> [Aim of the task]
Go through the listing below and return each line that includes "article".
=-=-=-=-=
PR #77, opened 2019-12-03
Make analyse.sh non-interactive

giorgiosironi:
Extracted from https://github.com/libero/article-store/pull/74

`docker-compose exec` (without `-T`) is nice for interactive use, but is not friendly to automated systems running scripts such as Github Actions.

Typical failure:
```
docker-compose --file .docker/docker-compose.yml --file
.docker/docker-compose.dev.yml exec app npx hydra-validator analyse
http://localhost:8080/
the input device is not a TTY
```

### DIFF
--- a/.travis/analyse.sh
+++ b/.travis/analyse.sh
@@ -9,4 +9,4 @@ trap finish EXIT
 
 make start wait-healthy
 
-make exec command="npx hydra-validator analyse http://localhost:8080/"
+make docker-compose command="exec -T npx hydra-validator analyse http://localhost:8080/"
--- a/.travis/analyse.sh
+++ b/.travis/analyse.sh
@@ -9,4 +9,4 @@ trap finish EXIT
 
 make start wait-healthy
 
-make docker-compose command="exec -T npx hydra-validator analyse http://localhost:8080/"
+make docker-compose command="exec -T app npx hydra-validator analyse http://localhost:8080/"
--- a/.travis/analyse.sh
+++ b/.travis/analyse.sh
@@ -9,4 +9,4 @@ trap finish EXIT
 
 make start wait-healthy
 
-make docker-compose command="exec -T app npx hydra-validator analyse http://localhost:8080/"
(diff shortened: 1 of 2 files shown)


giorgiosironi:
Wait, how was this working in https://github.com/libero/article-store/pull/74 then?
```
docker-compose --file .docker/docker-compose.yml --file .docker/docker-compose.dev.yml exec -T npx hydra-validator analyse http://localhost:8080/
ERROR: No such service: npx
```

giorgiosironi:
Problem Exists Between Keyboard And Chair.

.travis/analyse.sh
```diff
@@ -9,4 +9,4 @@ trap finish EXIT
 
 make start wait-healthy
 
-make exec command="npx hydra-validator analyse http://localhost:8080/"
+make docker-compose command="exec -T app npx hydra-validator analyse http://localhost:8080/"
```
thewilkybarkid: Could make it an argument on Make's `exec`?

giorgiosironi: No preference, will have an ugly name too (will copy from `docker-compose exec --help`)

thewilkybarkid: Prefer to isolate Docker Compose to the Makefile entirely.

Makefile
```diff
@@ -47,12 +47,18 @@ wait-healthy: ## Wait for the containers to be healthy
 sh: ## Open a shell on the app container
 	make exec command="sh"
 
+tty=1
+ifeq ($(tty), 0)
+	options=-T
+else
+	options=
+endif
```
giorgiosironi: have to do this with a Make conditional rather than a bash one because it's proving difficult to interpolate an `options` variable inside the `docker-compose ...` command without creating a subshell. The `command` check could be dealt with in the same way, but this approach is executed when loading the Makefile rather than when executing particular targets.

giorgiosironi: These are also global. Will substitute with `$(if ...)`

thewilkybarkid (approved):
=-=-=-=-=
> [Solved exercise]
Extracted from https://github.com/libero/article-store/pull/74
Wait, how was this working in https://github.com/libero/article-store/pull/74 then?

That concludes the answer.